PR #9310, opened 2023-08-16
Work overlays

uecasm:
- Closes [discord request](https://discord.com/channels/472875599422291968/1131962240627654706/1131962240627654706)
- Closes [discord report](https://discord.com/channels/472875599422291968/486940969737125922/1145498378797600899)

- Prevents the quarrier being auto-hired before the quarry is built (since you can't access the Manage Workers button before then anyway).
- Holding shift while wearing Builder's Goggles also shows the current block that the builder/miner/quarrier is working on.
    - This can help watch their progress, or find where they're stuck.  It won't show every block due to sync delays, but it should still give you a reasonable idea.
    - The idea is to in future extend this to other kinds of worker progress, such as tracking the forester tree while holding a forester tool.
- Adds a hotkey (disabled by default) that toggles the goggles -- while still wearing them, they won't show the blueprint preview, but will still show the boxes.
    image
    - The current state is also shown in the goggles icon and tooltip -- the tooltip also now hints that it shows previews, for the people who take the lore text too seriously.
    - This toggle also affects the neighbour rendering (even if you're not wearing goggles), but "toggle goggles" sounds funner.
    - The state is deliberately non-persistent; it will reset to showing the blueprints each restart (but not reconnect).
- Fixes some internal state tracking for work orders (quarry orders especially) and makes the previews update faster when starting/cancelling a work order.
    - Pre-existing quarry builds won't track active position as a result of this; you'd need to cancel and restart the work order, e.g. by firing the quarrier from the quarry and re-assigning them.
- Fixes an exception in the nearby-neighbours preview in a particularly weird edge-case.

Review please (could port)


src/main/java/com/minecolonies/coremod/client/render/worldevent/ColonyBlueprintRenderer.java
```diff
@@ -69,16 +96,42 @@ public class ColonyBlueprintRenderer
...
      *
      * @param ctx rendering context
      */
     static void renderBlueprints(final WorldEventContext ctx)
     {
+        if (ModKeyMappings.TOGGLE_GOGGLES.get().consumeClick())
+        {
+            shouldRenderBlueprints = !shouldRenderBlueprints;
+
+            ctx.clientPlayer.playNotifySound(SoundEvents.NOTE_BLOCK_PLING, SoundSource.NEUTRAL, 1.0F, shouldRenderBlueprints ? 0.75F : 0.25F);
```
Nightenom, line 127: I would not play sound

src/main/java/com/minecolonies/coremod/client/render/worldevent/ColonyBlueprintRenderer.java
```diff
@@ -47,16 +56,34 @@ public class ColonyBlueprintRenderer
...
+
+    /**
+     * The cached list of boxes to be rendered.
+     */
+    private static Map<BlockPos, BoxRenderData> boxRenderCache = new HashMap<>();
+
+    /**
+     * The cache of blueprint data.
+     */
+    private static final LoadingCache<BlueprintCacheKey, BlueprintPreviewData> blueprintDataCache = CacheBuilder.newBuilder()
```
Nightenom, line 70: Probably join with `blueprintRenderCache` using tuple or sth like that, it's hard to understand when you have three caches
I see you want to cache loaded blueprints, but at least don't go over rendering cache expire duration (it makes no sense)

Nightenom (commented):
Just looked through blueprint rendering, had hard time to understand what are you trying to achieve here, so dont mind my comments if they are off

src/main/java/com/minecolonies/coremod/client/render/worldevent/ColonyBlueprintRenderer.java
uecasm: This only occurs when the player presses a hotkey, and the effect is otherwise invisible (if there isn't a blueprint in the current field of view), so auditory feedback seemed useful.

src/main/java/com/minecolonies/coremod/client/render/worldevent/ColonyBlueprintRenderer.java
uecasm: There's three caches because they're caching different things.  Technically only this one is actually a cache, the others just store different kinds of "current data" that's recalculated infrequently.

The `blueprintDataCache` is the "real" cache, which keeps around a loaded `Blueprint` based on its path so that it doesn't need to keep reloading it from disk.  It's a `LoadingCache` so it gets populated implicitly by usage in the other cache.

The `blueprintRenderCache` is storing a list of blueprints that ought to be rendered right now, and where.  This is populated explicitly, so can't be a `LoadingCache`.

The data cache is expected to have a longer expiration than the render cache, because buildings go in and out of the render cache as the player moves around the world, but it will usually be the same ones coming back in that left a little while ago.

src/main/java/com/minecolonies/coremod/client/render/worldevent/ColonyBlueprintRenderer.java
```diff
@@ -159,96 +223,110 @@ static void renderBoxes(final WorldEventContext ctx)
...
+        final Future<Blueprint> blueprintFuture = StructurePacks.getBlueprintFuture(key.packName(), key.path());
+
+        final BlueprintPreviewData blueprintPreviewData = new BlueprintPreviewData();
+        blueprintPreviewData.setBlueprintFuture(blueprintFuture);
+        blueprintPreviewData.setPos(BlockPos.ZERO);
+        if (key.orientation().mirror() != Mirror.NONE)
+        {
+            blueprintPreviewData.mirror();
+        }
+        blueprintPreviewData.rotate(key.orientation().rotation());
```
uecasm: BTW @Nightenom, while you're here: this looks like a gap in the Structurize API, that I can't just `setRotationMirror` but have to break it into its components.

Also, it would be nice if there was a setter that does **not** trigger `syncChangesToServer()`, because that's completely pointless in this case.  Perhaps the caller should be doing that where needed instead of putting it in that class?

Nightenom: gap is intentional, will break at major, will cause quite huge pr so I delayed it

for the second we can have boolean in ctor which may disable syncing permanently for that instance (I wouldnt do enable/disable methods bcs the decision needs to know context of origin)

src/main/java/com/minecolonies/coremod/client/render/worldevent/ColonyBlueprintRenderer.java
Nightenom: struct render cache keeps it as long as you want to render it (regardless visibility, if you do visibility checks you should not cuz structurize do that itself)

and the box cache? doesnt each blueprint provide the info anyway? so why keep it standalone

uecasm: The structurize render cache still requires you to have a blueprint instance, or to give it a unique "slot" name (the latter being what the tools do).  This cache is what stores those instances to avoid having to come up with unique names (and caching those instead).  It also allows it to use the (perhaps more efficient) `renderStructureAtPosList` call instead of repeated `renderStructureAtPos`.

Also, the structurize cache is designed to be synced from server to client, whereas this is a pure client-side thing that should never sync to server.

This doesn't do visibility checks for occlusion, but it does have an effective range beyond which it will not try to load and render blueprints, to avoid loading the entire colony.  (For context: this code is what does the "level 5 neighbour" rendering, as well as the builder's goggles.)

The box cache exists because it's pointless to recalculate that every render tick, so it does that up front at a slower pace instead.  As for why it's a separate cache, it's because each blueprint can generate multiple boxes, and some boxes may not have a blueprint to render, so they have different arity and different lookup keys.

uecasm:
The [fields exception](https://discord.com/channels/472875599422291968/486940969737125922/1145498378797600899) is a bit weird.  At first I thought it meant farmer fields have an `IBuildingView` now, but it doesn't look like they actually do.

So it looks like somehow their colony has some other building anchored at the same location as a scarecrow?  Probably corrupt data.  Still, the code improvement seemed worthwhile anyway.

Raycoms (dismissed):

Raycoms:
got a little conflict

uecasm:
_coughs_

marchermans (approved):

PR #9327, opened 2023-08-22
Fix field sync logic

Thodor12:
- Mainly on request of Sam to improve the field sync logic, manages to fix a sync issue on automatic field assignment

Review please


src/main/java/com/minecolonies/coremod/colony/ColonyView.java
```diff
@@ -1106,20 +1104,10 @@ public IMessage handleColonyBuildingViewMessage(final BlockPos buildingId, @NotN
...
-    }
-
-    @Override
-    public void handleColonyRemoveFieldViewMessage(final @NotNull FieldRegistries.FieldEntry type, final @NonNull BlockPos position, @NotNull final FriendlyByteBuf buf)
-    {
-        final IField field = type.produceField(position);
-        field.deserialize(buf);
-        fields.remove(field);
+        this.fields.clear();
+        this.fields.addAll(fields);
```
Raycoms, line 1110: The problem I have with this approach is that it invalidates existing UIs that cached things client side.
So, I would do sth rather: Copy fields over to temp field. Clear fields. For each field check if we got a temp, if so, serialize into it, and add to list.

Thodor12: Nothing is cached, this set of fields is the only source of truth

Raycoms: While you got a UI open for a field, that should be at least temporarily cached there

someaddons: why would you cache it? caching only makes sense if a lookup is expensive

Raycoms: In all buildings at least, in the window constructor we query the building and then operate on it. Else, we have to constantly query the list, go through all items in the list and get the correct building. Every frame.

Thodor12: I have to do so anyway because the field list updates on each frame anyway, and there's no way to even stop that anyway.

If I then cache it I have to constantly request the new state back from the colony view anyway to get the new active state.
So instead of caching it just immediately asks it directly from the colony view.

Raycoms: So each field, goes every frame to the colonyview and asks it for the field list and sorts out their own instance as a basis for truth?

someaddons: we're doing way more expensive stuff on other UIs, this is fine xD

Raycoms: Seems odd, especially as we do it differently everywhere else. If we rely in some areas on the instance to remain "fresh" and do it like this in others this invites future bugs to happen.

Thodor12: I actually got more issues back then with having several sources of truth. Previously assigned fields were stored within the fields module for example. But I got so many sync related issues I got completely tired of it, hence why I moved every instance of fields to the structure manager and colony view, and everything must be obtained through there.

someaddons (dismissed):

src/main/java/com/minecolonies/coremod/colony/ColonyView.java
Raycoms: No, I agree, the previous tileEntity system was a mess. I am talking about handling how it is also handled with buildings and colonyviews.

Raycoms (dismissed):

PR #10411, opened 2024-11-06
Several navigation fix

HexatomicRing:
- Path-finding can now identify the direction of stairs, avoiding jumping up stairs from the side.
- Path-finding can now identify doors. Citizens and intruders now prefer paths with fewer doors to open.
- Modified the drop cost in path-finding. 1 falling damage cost 25 in addition. Swimming enter cost is lowered so that citizens will drop in water to avoid falling damage. (In practical situations, it may fail because citizens sometimes move too fast to drop into the water)

## Testing

Review please
// Sorry that I deleted my fork by mistake, so I had to re-create this pull request😭.


someaddons:
Sorry, but no you're lacking understanding of the system

HexatomicRing:
> Sorry, but no you're lacking understanding of the system

I may lack understanding, but the pathfinding provided by this system is indeed foolish in some situations, and only when the cost is close to the actual cost can a better path be given.

Raycoms:
A lot of things certainly can be further fine tuned. Doors are fine to traverse and actually indicate a proper path. Jumping should only be done im "emergencies" when can't reach something (still needs adjustments). So in water jumping shouldn't really be cheap.

Overall considering stair direction could be interesting, but can be done a lot easier.

HexatomicRing:
> A lot of things certainly can be further fine tuned. Doors are fine to traverse and actually indicate a proper path. Jumping should only be done im "emergencies" when can't reach something (still needs adjustments). So in water jumping shouldn't really be cheap.
> 
> Overall considering stair direction could be interesting, but can be done a lot easier.

The cost of dropping is also unreasonable. It equals to the cube of the falling distance, but clipped by a max cost of 25. This actually makes drops greater than or equal to 4 blocks equally expensive but not expensive enough. In many cases, a small detour can make citizens jump off cliffs and take damage, for example, from the second floor of the residential.

PR #10413, opened 2024-11-06
Raider improvements

someaddons:
Closes #
Closes #

- Raiders and guards now properly look at their target while fighting
- Raiders do now also properly display item use animations, spear/bow etc
- Archer raiders now also draw their bow in preparation of shooting
- Raiders no longer scale in attackspeed, as they already scale in damage with difficulty

## Testing

Review please


Raycoms (dismissed):
has conflicts

PR #10423, opened 2024-11-09
Sound fixes for block placing/breaking

Sindarin27:
This pull request makes slight adjustments to the sound effects created when citizens place or break blocks, to sound more in-line with the sound effects used in Vanilla.

- When placing, hitting, or breaking a block, the same pitch and volume calculations are used as in Vanilla functions. 
   - In practice: block sounds are lowered in pitch to match Vanilla sounds.
- When a builder places a solid substitution block, use the sound effect of the block that is substituted instead of the sound of the solid substitution block itself. 
   - In practice: builders placing dirt blocks to fill an area now makes dirt placing sounds instead of wood placing sounds.
- When hitting a block but not yet breaking it, use the block's hit sound instead of the break sound. 
   - In practice: a builder digging up e.g. grass blocks now makes a lot less noise.

## Testing

Review please

### DIFF
--- a/src/main/java/com/minecolonies/core/entity/ai/workers/util/BuildingStructureHandler.java
+++ b/src/main/java/com/minecolonies/core/entity/ai/workers/util/BuildingStructureHandler.java
@@ -220,12 +220,14 @@ public class BuildingStructureHandler<J extends AbstractJobStructure<?, J>, B ex
             }
             
             BlockState blockStateForSound;
-            if (state.getBlock() == com.ldtteam.structurize.blocks.ModBlocks.blockSolidSubstitution.get()) {
+            if (state.getBlock() == com.ldtteam.structurize.blocks.ModBlocks.blockSolidSubstitution.get()) 
+            {
                 // If the builder is placing a substitution block, use the sound of the substituted block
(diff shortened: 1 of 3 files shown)


src/main/java/com/minecolonies/core/entity/ai/workers/util/BuildingStructureHandler.java
```diff
@@ -218,8 +218,18 @@ public void triggerSuccess(final BlockPos pos, final List<ItemStack> list, final
                   .getStatisticsManager()
                   .increment(BLOCKS_PLACED, structureAI.getWorker().getCitizenColonyHandler().getColony().getDay());
             }
-
-            structureAI.getWorker().queueSound(state.getSoundType().getPlaceSound(), worldPos, 10, 0);
+            
+            BlockState blockStateForSound;
+            if (state.getBlock() == com.ldtteam.structurize.blocks.ModBlocks.blockSolidSubstitution.get()) {
```
Raycoms: Please apply our formatting rules here

Raycoms (changes requested):
Hello, thank you for your PR, I just left a minor comment for now

Raycoms (approved):

someaddons (approved):

PR #10439, opened 2024-11-12
No more teams

Raycoms:
Closes #
Closes #

- Remove teams in favor of our system that prevents friendly fire and guarantees the colors.
- Rename getColony method in colony handler to be more clear what it does and add a method that just does a simple fetch.

## Testing

Review please


src/main/java/com/minecolonies/core/entity/citizen/EntityCitizen.java
```diff
@@ -1980,4 +1982,10 @@ public void setMaxAir(final int maxAir)
     {
         this.maxAir = maxAir;
     }
+
+    @Override
+    public String getTeamName()
+    {
+        return level().dimension().hashCode() + "_" + citizenColonyHandler.getColonyId();
```
someaddons: why a string which impacts performance(creates a new string obj everytime to compare, needs to compare strings) instead of just the colony ID as int? just do int getTeam()

someaddons (approved):

PR #10449, opened 2024-11-15
Fix creative tab enumeration

uecasm:
- Fixes exception when doing ItemNbtCalculator datagen

## Testing

Review please (do not port)

### DIFF
--- a/src/main/java/com/minecolonies/core/generation/ItemNbtCalculator.java
+++ b/src/main/java/com/minecolonies/core/generation/ItemNbtCalculator.java
@@ -79,7 +79,7 @@ public class ItemNbtCalculator implements DataProvider
         // Force loading some tags, since the creative tabs don't enumerate properly without them
         return lookupProvider
             // Tag TagKey[minecraft:instrument / minecraft:goat_horns] can't be dereferenced during construction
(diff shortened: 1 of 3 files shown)


Raycoms (dismissed):

src/main/java/com/minecolonies/core/generation/ItemNbtCalculator.java
```diff
@@ -57,7 +74,18 @@ public String getName()
     @Override
     public CompletableFuture<?> run(@NotNull final CachedOutput cache)
     {
-        return lookupProvider.thenCompose(provider ->
+        final ResourceManager serverResources = loadServerData();
+
+        // Force loading some tags, since the creative tabs don't enumerate properly without them
+        return lookupProvider
```
someaddons, line 80: if it is a loading order thing, why dont we just use creative tabs later?

Raycoms: because this is the event to do handling and synching.

uecasm: It's not loading order, the tags never ordinarily get loaded during datagen at all.

Or rather, the tag keys get loaded (which is sufficient to reference the tags in other tags and recipes) but not the tag contents.

someaddons (approved):

PR #10468, opened 2024-11-19
Update all forge event code, attempt to become loader unaware

Thodor12:
- Introduce a new event handler in the IMinecoloniesAPI, which is backed by an interface containing basic methods for the events we want to send
- Event handler is implemented in such a way it could be made loader unaware in the future if needed.
- All logic for sending Forge specific events is ripped out in favor of the API event handler

## Testing

Review please


src/main/java/com/minecolonies/api/eventbus/DefaultEventBus.java
```diff
@@ -0,0 +1,54 @@
...
+     */
+    private final Map<TypeToken<?>, List<EventHandler<?>>> eventHandlersPerType = new HashMap<>();
+
+    @Override
+    public <T extends IModEvent> void subscribe(final @NotNull IModEventType<T> eventType, final @NotNull EventHandler<T> handler)
+    {
+        Log.getLogger().debug("Registering event handler for id {}.", eventType.getIdentifier());
+
+        eventHandlersPerType.putIfAbsent(eventType.getIdentifier(), new ArrayList<>());
+        eventHandlersPerType.get(eventType.getIdentifier()).add(handler);
```
Nightenom: seems like double hashing to me, computeIfAbsent(key).add(value)?

src/main/java/com/minecolonies/api/eventbus/DefaultEventBus.java
```diff
@@ -0,0 +1,54 @@
...
+
+        for (final EventHandler<?> handler : eventHandlers)
+        {
+            try
+            {
+                ((EventHandler<T>) handler).apply(event);
+            }
+            catch (Exception ex)
+            {
+                Log.getLogger().warn("Event id: {};'Error occurred during processing event handler:", event.getEventId(), ex);
```
Nightenom:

====================

:: TASK DIRECTIONS ::
One number makes up the answer: the number of lines among the entries that include the word "instance".

:: RESULT OF THIS TASK ::
5